Italo disco was undoubtedly one of the bestselling Italian products abroad in the ’80s, and the echo of some of these (most often cheesy) productions went so far as to cross the ocean and even influence the rising American house and techno scene. This track is credited to a mysterious “BWH” (a one-shot Italo-disco project involving Casco and other elusive producers) and is a quintessential Italo banger, with a solid bassline, groovy synth stabs and a thrilling chord progression. It’s absolutely one of my favorite Italo-disco tracks ever.

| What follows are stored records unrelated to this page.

PR #6302, opened 2022-01-18
fix(judicial-system): Sidebar navigation fixes pt.2

oddsson:
# Sidebar navigation fixes pt.2

https://app.asana.com/0/1199153462262248/1201678975488492/f

## What

We forgot to add routes for extended investigation cases in the sidebar. Therefore, we always routed to a non-investigation case when the user used the sidebar to navigate.

## Why

It's a bug.

## Screenshots / Gifs

https://user-images.githubusercontent.com/3789875/150019914-f312bac7-b8bf-4961-9881-6a1ac3d84b55.mov

## Checklist:


apps/judicial-system/web/src/components/PageLayout/utils/index.ts
```diff
@@ -109,6 +110,12 @@ export const getSections = (
           workingCase || ({} as Case),
           activeSubSection,
         ),
-    getCourtSections(workingCase || ({} as Case), user, activeSubSection),
+    isRestrictionCase(workingCase?.type)
+      ? getCourtSections(workingCase || ({} as Case), user, activeSubSection)
```
gudjong, line 114: Do we not need a special getExtensionCourtSection for restriction cases?

oddsson: No we don't, because the routing is identical whether it is an extension case or not. You do however point out a flaw in this pr which is that we don't need a special "extension" section for investigation cases either. I've removed it and use "getInvestigationCaseCourtSections" instead.

gudjong (approved):

PR #6303, opened 2022-01-19
fix(service-portal): unable to scroll access list on mobile

disaerna:
# Accesses  - table mobile fix 

## What

Removing overflow 'visible' to 'auto'. It was preventing mobile users to scroll horizontal on table

## Why

🐞 

## Screenshots / Gifs

-
## Checklist:


eirikurn (approved):
Can't test this feature deployment :(

The overflow styles on this page are real messy because the island.is date picker component doesn't really work inside scrolling tables ...

Think we may need to either go for a completely different design for this, or upgrade DatePicker to support some kind of Portal system for the dropdown so it can be rendered outside the overflow container with correct positioning.

disaerna:
> Can't test this feature deployment :(
> 
> The overflow styles on this page are real messy because the island.is date picker component doesn't really work inside scrolling tables ...
> 
> Think we may need to either go for a completely different design for this, or upgrade DatePicker to support some kind of Portal system for the dropdown so it can be rendered outside the overflow container with correct positioning.

I agree - Keli (designer) is going to redesign this part in the next weeks 👍

PR #6306, opened 2022-01-19
feat(api-domains-driving-license): adding the reason for rejection from RLS

arnorhs:
## What

This adds a reason for why RLS will not let people move forward in the application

Alexander Robotnick, “Dance Boy Dance”
Maurizio Dami, aka Alexander Robotnick, said in an interview that he composed “Problemes d’amour” (his biggest disco hit from 1983) only because someone suggested that there was “a lot of money to make with dance stuff.” (Which seems ages ago now.) Whether it’s true or not , the following year he was working on his debut album (Ce N’est Q’Un Debut, 1984) in a basement in Firenze full of synthesizers and without a window, that he used to call “the crypt.” This track is a true masterpiece taken from that album—sweet and gloomy at the same time, yet ironic and pretty ahead of its time, just like the man who made it.
Leo Anibaldi, “Elements”
Leo Anibaldi, together with Lory D and a few others, is one of the key figures in the first techno and rave explosion in Roma, in the early ’90s. An amazing producer and skilled DJ, he has released a lot of techno 12-inches and a couple of fantastic albums. (Later he signed to Rephlex.) Ranging from 210 BPM hard acid techno killers to more experimental and abstract stuff, he always kept a very personal and experimental approach with a dark, soulful touch that is common to many of those early Roman techno productions. The cut I picked up here instead, is a moody house track from his 1991 debut—deep and mellow night vibes from good old Roma.